Art

How the Black Artist Fund Is Championing Fabulous Up-and-Coming Creatives 

If there is one thing that Darryl Westly values above all else, it’s a sense of community. “Exchanging ideas and feeling part of a community is about creating a platform of trust,” says the Chicago-born, Brooklyn-based artist.

In addition to being a painter, Westly works as an independent curator, art adviser and board member of the Black Artist Fund, a fundraising initiative that supports Black artists with grants, championing cultural equity and inclusivity and amplifying the voices of established and emerging Black artists of all ages.

“For many people, especially within America, the idea of pursuing an artistic vision can feel impossible,” Westly says. “Providing aid to African Americans shouldn’t just be restricted to those outliers deemed worthy of the title of ‘Black excellence’ or those living under the most extreme of circumstances, but should be offered to each and every artist with the courage, ambition and perseverance to make their dreams a reality.”

Painter, curator and Black Artist Fund (BAF) board member Darryl Westly in a portrait by BAF awardee Kendall Bessent. Top (clockwise from top left): Tying Loose Ends, 2020, by Sydney Vernon; Compost from Weeks Ago, 2021, by Brandon Ndife; Odalisque 1, 2022, by Westly; and Hollow Man with Rubber Boots, 2017, by Andrew Ross. All the artists (except Westly) have received grants from the BAF.

This February, 1stDibs has partnered with the Black Artist Fund to create our Black History Month collection of artworks from pre-eminent and emerging artists and photographers. In addition to our curatorial partnership and support of the Black Artist Fund throughout the month, several of the fund’s awardees have been offered subscription-free 1stDibs storefronts for one year.

Westly’s own art invites viewers to question so-called established truths about topics as diverse as ethnicity, politics and personal development.

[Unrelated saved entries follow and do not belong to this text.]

PR #2738, opened 2021-06-28
Update misleading error and give resolution hints

### LINKED ISSUE #2598: [Improvement] Confusing Exception message: "Could not find a 'develop' or 'main' branch, neither locally nor remotely."
When I read this error message, I thought my 'master' branch was not recognized by GitVersion whereas the problem was completely unrelated.

## Detailed Description

I was trying to have GitVersion work on a private GitLab instance of ours (I'm still a beginner concerning GitLab) and was presented with this exception. I wrongly assumed there was a problem with GitVersion not finding my 'master' branch... Even tried to declare it in `GitVersion.yml` but that was for naught. It appears the problem was on the GitLab side due to how we had configured the way it retrieves a git clone (a detached head only listing a unique (non-master) remote branch, no wonder GitVersion didn't work).

I understand, by reading GitVersion code, that 'develop' and 'main' are *not* real branch names, but rather monikers to whatever the development and the main/principal branch are, but the quotation and the fact they can be real branch names as well is, I suppose, the source of my confusion.

I think that the message either:

* should list 'master' along 'main' as one of the branches that could not be found:

> Could not find a 'develop' or 'main' or 'master' branch, neither locally nor remotely.

* or avoid the use of the quotes and try to have the reader understand we are talking about branch roles rather than branch names. Something along this line:

> Could not find any development or main branch, neither locally nor remotely.

## Context

I think this (obvioulsy simple and dispendable) change may help diagnose issues like the one I had.

## Possible Implementation

If one or the other of my propositions is accepted, I'll gladly modify the relevant string in a PR

DarwinJS:
Fixes #2598

Previous message sounded like literal branches rather than Gitversion branch "types".  Also gave hints on checking local repo meets Gitversion requirements or to use dynamic repositories.

## Description
Previous message sounded like literal branches rather than Gitversion branch "types".  Also gave hints on checking local repo meets Gitversion requirements or to use dynamic repositories.

## Motivation and Context
The existing error message tries to use quotes to indicate these are not actual branch names - but this is easily misleading as the quotes can be taken to mean literalness rather than "Gitversion develop".  The problem can also occur when the local repository clone or checkout do not follow the requirements, but the literal branches "develop" and "main" are actually  present.

## How Has This Been Tested?
It's just a message text change.

## Checklist:

### DIFF
--- a/src/GitVersion.Core/Configuration/BranchConfigurationCalculator.cs
+++ b/src/GitVersion.Core/Configuration/BranchConfigurationCalculator.cs
@@ -132,7 +132,7 @@ namespace GitVersion.Configuration
                 {
                     // TODO We should call the build server to generate this exception, each build server works differently
                     // for fetch issues and we could give better warnings.
-                    throw new InvalidOperationException("Gitversion could not determine which branch to treat as the development branch (default = develop) nor release branch (default = main or master), neither locally nor remotely. Ensure the local clone and checkout match the requirements or considering using 'Gitversion Dynamic Repositories'");
+                    throw new InvalidOperationException("Gitversion could not determine which branch to treat as the development branch (default is 'develop') nor releaseable branch (default is 'main' or 'master'), either locally or remotely. Ensure the local clone and checkout match the requirements or considering using 'GitVersion Dynamic Repositories'");
                 }
 
                 log.Warning($"{errorMessage}{System.Environment.NewLine}Falling back to {chosenBranch} branch config");
--- a/src/GitVersion.Core/Configuration/BranchConfigurationCalculator.cs
+++ b/src/GitVersion.Core/Configuration/BranchConfigurationCalculator.cs
@@ -132,7 +132,7 @@ namespace GitVersion.Configuration
                 {
                     // TODO We should call the build server to generate this exception, each build server works differently
                     // for fetch issues and we could give better warnings.
-                    throw new InvalidOperationException("Could not find a 'develop' or 'main' branch, neither locally nor remotely.");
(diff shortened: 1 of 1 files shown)


src/GitVersion.Core/Configuration/BranchConfigurationCalculator.cs
```diff
@@ -132,7 +132,7 @@ private BranchConfig InheritBranchConfiguration(IBranch targetBranch, BranchConf
                 {
                     // TODO We should call the build server to generate this exception, each build server works differently
                     // for fetch issues and we could give better warnings.
-                    throw new InvalidOperationException("Could not find a 'develop' or 'main' branch, neither locally nor remotely.");
+                    throw new InvalidOperationException("Gitversion could not determine which branch to treat as the development branch (default = develop) nor release branch (default = main or master), neither locally nor remotely. Ensure the local clone and checkout match the requirements or considering using 'Gitversion Dynamic Repositories'");
```
asbjornu, line 135:
```suggestion
                    throw new InvalidOperationException("Gitversion could not determine which branch to treat as the development branch (default 'develop') nor releasable branch (default 'main' or 'master'), neither locally nor remotely. Ensure the local clone and checkout match the requirements or considering using 'GitVersion Dynamic Repositories'");
```

asbjornu (changes requested):

src/GitVersion.Core/Configuration/BranchConfigurationCalculator.cs
DarwinJS: I also didn't like the "neither" "nor" structure so I did a commit that incorporated your changes exactly, but also resolved the neither nor - which was a double negative I think.

asbjornu (approved):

His large-scale oil paintings are often inspired by photographs of fleeting moments. Some are quiet and contemplative, depicting friends in domestic settings, while others are more socially charged and snatched from media sources, such as a freeze-frame taken during the January 6 U.S. Capitol riots last year (Axon Body 3, 2021.6.1) or a photo capturing the moment George Floyd was pulled from his vehicle by police officer Derek Chauvin (Axon Body 3 2020.5.25).

(Axon Body 3 2020.5.25), 2021, by Darryl Westly
(Axon Body 3 2020.5.25), 2021, by Westly

But these are not works of social realism. Perspectives are skewed, shapes are superimposed, and hyperreal elements are paired with abstract forms and blank spaces. Westly’s vibrant and fragmented aesthetic draws from the memetic nature of the Internet and social media. It is for us, the viewers, to peel back the layers of each story and place ourselves within his visions, which he describes as “translations.”

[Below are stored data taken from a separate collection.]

PR #116, opened 2021-09-06
Feature/hrt 183 personal details

tony-gledhill:


pages/apply/[resident]/personal-details.tsx
```diff
@@ -1,28 +1,58 @@
...
+import * as Yup from 'yup';
+import { Applicant } from '../../../domain/HousingApi';
+import {
+  applicantEqualToOrOlderThanAge,
+  getAgeInYearsFromDate,
+} from '../../../lib//utils/dateOfBirth';
+
+type State = 'under-sixteen' | 'over-sixteen';
+
+export function formatDate(date: Date) {
```
Comment (tcmorris) [inline pages/apply/[resident]/personal-details.tsx:30]: This can be a util.

pages/apply/[resident]/personal-details.tsx
```diff
@@ -71,25 +110,182 @@ const ApplicationStep = (): JSX.Element => {
...
+    switch (state) {
+      case 'under-sixteen':
+        return schema.pick(['title', 'firstName', 'surname', 'dateOfBirth']);
+      case 'over-sixteen':
+        return schema.pick([
+          'title',
+          'firstName',
+          'surname',
+          'dateOfBirth',
+          'nationalInsuranceNumber',
```
Comment (tcmorris) [inline pages/apply/[resident]/personal-details.tsx:222]: We should also need the main applicant scenario where phone / email is required?

tcmorris (commented):
We'll also need this for 'add-person' when creating the household members. Should be able to create a reusable component, which is the form itself.

lib/utils/form.ts
```diff
@@ -52,7 +52,7 @@ export function checkEligible(
   };
 
   if (isMainApplicant) {
-    if (!isOver18(applicant)) {
+    if (!applicantEqualToOrOlderThanAge(applicant, 18)) {
```
tcmorris, line 55: I think this would be better kept as a descriptive function, which has the value `18` set in one place rather than in multiple files.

“Different colors and techniques in my art reflect the way our concerns are cut, shaped and tuned,” he explains.

 According to Westly, the Black Artists Fund is a practical channel toward a more united and engaged front: “The BAF doesn’t restrict applicants and award recipients by age, sex, income or merit. We strongly encourage those who apply to do so by starting with a practical mindset.”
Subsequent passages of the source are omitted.